Collectively, these fundamentals justify renewed investor interest and position UltraTech as a secular growth story aligned with India’s multi-year infrastructure ambitions.
Volume and Liquidity
- Trading Volume: The stock averages a robust 297,307 shares per day (3-month average), a testament to deep market interest and strong institutional participation.
- Market Capitalization: At ₹343,890 crore (~$41.3 billion), UltraTech’s inclusion in major benchmarks (BSE Sensex, Nifty 50) enhances its responsiveness to index flows and facilitates ready price discovery for both retail and institutional participants.
- Float Structure: With nearly 40% of shares held by non-promoter entities, including significant domestic and foreign institutional ownership, the stock maintains an optimal balance of liquidity and holder conviction, a dynamic that is generally favorable for medium-term price appreciation and dynamic valuations.
This underlying market confidence further supports the case for incremental capital allocation to UltraTech at current levels.
Catalysts and Positive Outlook
- Expansionary Capex: The announced ₹9,000 crore capex for further capacity ramp-up illustrates management’s unambiguous commitment to reinforcing market leadership and capturing incremental demand.
- Volume Growth Forecast: Management’s guidance for double-digit volume expansion in FY26 underscores operational optimism and improving sectoral tailwinds.
- Government Infrastructure Push: With India’s policymakers maintaining an aggressive infrastructure agenda, UltraTech’s unparalleled distribution network and manufacturing base leave it optimally positioned to service accelerating project pipelines.
- Acquisition Integration & Technology: The successful assimilation of recent acquisitions, combined with ongoing digitalization and automation initiatives, augurs well for both top-line synergies and margin improvements.

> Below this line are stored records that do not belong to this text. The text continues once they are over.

PR #413, opened 2025-03-07
Examples : add csi parameter in the example for SKS

SebastienPittet:
# Description
This PR follows a customer feedback. He used the example to create a SKS Cluster and then struggled with the PVC.
This, because the CSI addon is **NOT** deployed by default. 

Note : metrics_server and exoscale_ccm both default to true. 

As the auto_upgrade should not break, I suggest to set the boolean to true. 

## Checklist
(For exoscale contributors)

* [ ] Acceptance tests OK


sauterp (approved):
Thanks! I agree this will serve most customers well.

nerzhul (approved):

- ESG and Sustainability: UltraTech continues to invest in alternative fuels, renewable energy, and sustainable production methods—initiatives which are increasingly rewarded by both institutional investors and forward-looking procurement contracts.
These catalysts, in concert with a predominantly bullish analyst consensus (63% "Buy", 23% "Outperform"), lay the groundwork for potentially outsized returns as sector momentum intensifies.
Investment Strategies
- Short-term: With the RSI nearing oversold and trading just above the 200-day MA, the stock seems favorably positioned for tactical, mean-reversion-oriented trades. Short-term participants may look to accumulate near the ₹11,500–₹11,600 support zone, anticipating a rally on any reversal signal or positive industry news flow.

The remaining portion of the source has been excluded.